Auf den ersten Blick scheint das Werk der Malerin Jo Baer in zwei Teile zu zerfallen. Der erste beginnt um 1960 mit Papierarbeiten, die im Zeichen der Abstraktion stehen — aber nicht nur das. Beharrlich untersuchte die 1929 geborene Amerikanerin Formationen, die an Säulen und architektonische Grundrisse denken lassen. Parallel zu den künstlerischen Recherchen der Minimal Art entwickelte Baer wenige Jahre später Bilder, die durch radikale Reduktion glänzen: monochrome helle Flächen, gerahmt von einem schwarzen und einem schmaleren farbigen Streifen, die zusammen eine optisch vibrierende Einfassung der leeren Mitte bilden.

 

Obwohl Baer schon früh international erfolgreich war — ungewöhnlich genug für eine Frau ihrer Generation —, zog sie sich 1975 aus der New Yorker Kunstwelt zurück, ließ sich erst in Irland und 1984 schließlich in Amsterdam nieder. In einem Filminterview, das im Rahmen ihrer aktuellen Schau im Museum Ludwig zu sehen ist, erklärt Baer, dass ihr die Abstraktion ab einem bestimmten Zeitpunkt chancenlos vorkam. Angesichts des Siegeszugs der Pop Art und der Übermacht des Kommerzes schienen die Voraussetzungen zu schwinden, sich über und durch abstrakte Kunst zu verständigen.
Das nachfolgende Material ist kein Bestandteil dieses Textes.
PR #512, opened 2024-03-21
No delay experiment

volovyks:
This change allowed me to run tests 2 times faster. All the infra setup time is the same, so that is probably 4x+ in performance for the protocol itself. The downside is we will have more requests to RPC.

2 and 100ms are chosen empirically. Gives me the same results as 0 delay.

(tested with 3 nodes, but should help with our scaling problem)


DavidM-D:
Why did we have that 1000ms delay in the first place?

volovyks:
@DavidM-D Without any delay Node will make too many RPC calls. Reading logs on the flight is also a bit easier.

node/src/protocol/mod.rs
```diff
@@ -255,6 +256,9 @@ impl MpcSignProtocol {
                 let guard = self.state.read().await;
                 guard.clone()
             };
+
+            let before_step = SystemTime::now();
```
ChaoticTempest, line 260: we should use `Instant::now()` and then call into `elapsed() < Duration::from_millis(10)` instead since that's more readable. 10ms is also for good measure since the amount of time it takes can vary based on different machines. Maybe even 50ms is better option.

node/src/protocol/mod.rs
```diff
@@ -277,11 +281,18 @@ impl MpcSignProtocol {
...
             *guard = state;
             drop(guard);
 
-            tokio::time::sleep(Duration::from_millis(1000)).await;
+            let step_duration = after_step.duration_since(before_step).unwrap().as_millis();
+
+            // If there was no work to do - sleep to avoid CPU and RPC burn
+            if step_duration < 2 {
+                tokio::time::sleep(Duration::from_millis(100)).await;
+            }
```
ChaoticTempest, line 295: we need similar logic for the error cases as well when they're sleeping for 1s

ChaoticTempest (commented):
Looking at this again, I'm not sure if we should add in this change now, since the protocol state advancement and the triple generation protocol should have separate sleep times. State advancement rarely ever happens so 1s is pretty ideal, meanwhile we want each triple protocol poke to advance much faster than just 1s. How about we do a simple check whether or not the protocol state is in the running state? If it goes from Running to Running state within `advance`, `progress`, `message.handle` then we can set the sleep to be nonexistent, but if we're in the Generating, WaitingForConsensus, Resharing state, we'll have the 1s sleep instead.

node/src/protocol/mod.rs
volovyks: Good point, changed

node/src/protocol/mod.rs
volovyks: I've set it to 100ms

volovyks:
I've changed the design.
On a top level, we want to exchange and process messages ASAP, in all states. At the same time, we do not want to read the contract state every X milliseconds, it should not change that often and we should not DDoS RPC.
I think the best option here is to have 0 delay for protocol and message processing and 1s delay for consensus. This strategy gave me the same results as no delays at all.

node/src/protocol/mod.rs
```diff
@@ -212,27 +213,14 @@ impl MpcSignProtocol {
...
-                    continue;
-                }
-            };
-            tracing::debug!(?contract_state);
             loop {
                 let msg_result = self.receiver.try_recv();
                 match msg_result {
                     Ok(msg) => {
-                        tracing::debug!("received a new message");
+                        tracing::debug!(?msg, "received a new message");
```
ChaoticTempest, line 223: this log here likely spams our logs. Do you think we need? It's not like we need to see what type of message we're getting though

ppca (approved):
LGTM

node/src/protocol/mod.rs
```diff
@@ -246,42 +234,61 @@ impl MpcSignProtocol {
...
                     continue;
                 }
             };
+
             if let Err(err) = state.handle(&self, &mut queue).await {
                 tracing::info!("protocol unable to handle messages: {err:?}");
-                tokio::time::sleep(Duration::from_millis(1000)).await;
+                tokio::time::sleep(Duration::from_millis(100)).await;
                 continue;
             }
```
ChaoticTempest, line 255: we should move this to after `state.advance` just so the messages for state advancement are handled before we assign `state` to `self.state`

ChaoticTempest (commented):
mostly looks good, just need to move `handle`

ChaoticTempest (approved):

PR #517, opened 2024-03-23
fix: signature timeout and add triple latency metric

ppca:


node/src/cli.rs
```diff
@@ -53,18 +53,18 @@ pub enum Cli {
         #[clap(flatten)]
         storage_options: storage::Options,
         /// At minimum, how many triples to stockpile on this node.
-        #[arg(long, env("MPC_RECOVERY_MAX_TRIPLES"), default_value("2"))]
+        #[arg(long, env("MPC_RECOVERY_MIN_TRIPLES"), default_value("20"))]
         min_triples: usize,
         /// At maximum, how many triples to stockpile on this node.
-        #[arg(long, env("MPC_RECOVERY_MAX_TRIPLES"), default_value("10"))]
+        #[arg(long, env("MPC_RECOVERY_MAX_TRIPLES"), default_value("120"))]
```
ChaoticTempest, line 59: should be at least a factor of 10 for the max. So something like 400 would be better if this is our prod value going forward

node/src/protocol/signature.rs
```diff
@@ -141,7 +143,8 @@ pub struct FailedGenerator {
     pub msg_hash: [u8; 32],
     pub epsilon: Scalar,
     pub delta: Scalar,
-    pub timestamp: Instant,
+    pub sign_request_timestamp: Instant,
```
ChaoticTempest, line 146: hmm doesn't look like sign_request_timestamp ever gets used. Maybe we just delete the value entirely

ChaoticTempest (approved):

node/src/protocol/signature.rs
ppca: sign_request_timestamp was used to pass to the generator created afterwards. The generator_timestamp field was not necessary so deleted.

ChaoticTempest (approved):

PR #518, opened 2024-03-23
Switched over to a newer version of cait sith

DavidM-D:
Lot's of security fixes and I believe triple generation messages should be 50% smaller.


volovyks (approved):
LGTM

Folglich widmet sich der zweite Teil ihres Schaffens gegenständlichen, oft wie collagiert wirkendenden Kompositionen. Dabei speist sich ihre Bildsprache aus der Frühgeschichte und Archäologie ebenso wie aus Naturdarstellungen oder den Werken von Künstlerkollegen. Sie kommuniziert mit dem Publikum auf erzählerische, intuitive Weise.

 

Es war eine gute Idee, bei der Hängung dieser bislang größten Ausstellung zu Baers Schaffen nicht dem üblichen chronologischen Schema zu folgen und damit die gewohnte Sichtweise des gespaltenen Werks zu zementieren. Stattdessen lässt sich dank der Gegenüberstellungen von Arbeiten verschiedener Werkphasen der innere Dialog zwischen ihnen verfolgen — etwa die Vorliebe für bestimmte Farbpaletten oder das feine Gespür für räumliche Ordnungen. So zeigt sich in Baers Malerei, neben allen offensichtlichen Differenzen, auch eine überraschende Einheit in der Vielheit.